An estimated 6 percent of adults in the United States are currently experiencing post-acute sequelae of COVID-19 (PASC), also known as “long COVID.” To treat the syndrome’s neurologic symptoms, some researchers are investigating transcranial direct current stimulation (tDCS), an experimental therapy that has been used successfully to mitigate cognitive, motor, speech, and mood problems that can occur in a wide range of neurologic and psychiatric conditions. To date, however, only a few small clinical trials of tDCS in patients with PASC have been completed.
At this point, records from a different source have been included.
PR #38697, opened 2025-07-02
Centcomm update

Emisse:
yoinky sploinky add new headmin shrines, update niks shrine for retirement


retequizzle:
skub

LaCumbiaDelCoronavirus:
Is this supposed to go somewhere

Emisse:
thats from the last centcomm update
ill fix in a bit

ArtisticRoomba:
turrets in armory or no

Emisse:
no itll make setting up admin events harder

qrwas:
Is it possible to spawn an FTL disk somewhere with the coordinates of the CC and shuttle, so that it would be easier and faster to issue roles to players who will work on the CC?

Emisse:
someone would just need to make a prototype for it and i can map it in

The NIH recently launched a larger study that aims, in part, to clarify the method’s utility. The RECOVER-NEURO trial is testing tDCS alongside other interventions for cognitive dysfunction related to long COVID, including brain fog, memory deficits, and difficulties with attention and problem-solving.
“This is the first nationwide, controlled clinical trial to directly address PASC-mediated cognitive dysfunction.”
Leigh E. Charvet, PhD
The phase 2 clinical trial will evaluate a web-based brain training program, BrainHQ, both alone and in tandem with tDCS or PASC-Cognitive Recovery, a web-based goal-management training program for people with PASC. BrainHQ will also be tested against an active comparator (video games) and paired with sham tDCS using devices from the manufacturer.
These therapies will be administered via telehealth to patients across the United States under the supervision of co-principal investigator Leigh E. Charvet, PhD, director of the tDCS Program at NYU Langone Health and a leading researcher of tDCS’s potential for treating PASC. “This is the first nationwide, controlled clinical trial to directly address PASC-mediated cognitive dysfunction,” Dr. Charvet notes.
Applying Findings from Multiple Sclerosis
Over the past decade, Dr. Charvet has pioneered the use of home-based cognitive rehabilitation for patients with multiple sclerosis (MS). She was an early adopter of BrainHQ, whose efficacy she helped establish through clinical trials. Adding tDCS to that regimen, she found, significantly enhanced its cognitive impacts—a discovery that led her to shift her research focus to expanding the use of tDCS to reach patients at home through telehealth.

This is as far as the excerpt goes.